FOOD CONSUMPTION AND COMPOUND INTAKE (if feeding study):
- Food consumption for each animal determined and mean daily diet consumption calculated as g food/kg body weight/day: Yes
- Compound intake calculated as time-weighted averages from the consumption and body weight gain data: No data - Oestrous cyclicity (parental animals):
- Estrous was determined in five female rats from the untreated control, vehicle control, and 2000 mg/kg-day group for two weeks prior to mating until breeding via examination of vaginal lavage fluid.
- Sperm parameters (parental animals):
- Data from male animals was not reported in the study.
- Litter observations:
- STANDARDISATION OF LITTERS
- Performed on day 4 postpartum: yes
- If yes, maximum of 8 pups/litter (4/sex/litter as nearly as possible); excess pups were killed and discarded.
PARAMETERS EXAMINED
The following parameters were examined in [F1] offspring:
number and sex of pups, stillbirths, live births, postnatal mortality, presence of gross anomalies, weight gain, physical or behavioural abnormalities, other: number of open eyelids for each pup was recorded on day 10 and continued daily until both eyes were open; righting reflex was examined on post-partum day 14.
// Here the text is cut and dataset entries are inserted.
PR #376, opened 2024-07-04
fix: Fix cpu-only-py3-base job

yinggeh:
#### What does the PR do?
Update CMakeLists.txt to make sure CUDA libraries are not included in the build process when TRITON_ENABLE_GPU=OFF.

#### Checklist

#### Commit Type:
- [x] fix

#### Related PRs:
N/A

N/A

#### Test plan:
N/A

- CI Pipeline ID:
16347752

#### Caveats:
N/A

#### Background
N/A

N/A

### DIFF
--- a/src/test/CMakeLists.txt
+++ b/src/test/CMakeLists.txt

GROSS EXAMINATION OF DEAD PUPS:
yes, for external and internal abnormalities; possible cause of death was not determined for pups born or found dead. - Postmortem examinations (parental animals):
- Females were sacrificed on gestation day day 25 if they did not deliver pups or on postpartum day 21 if they did deliver pups. Thoracic and abdominal cavities were examined for gross morphologic changes. Uterus and ovaries were grossly examined and fixed in formalin. The number of implantation sites was recorded.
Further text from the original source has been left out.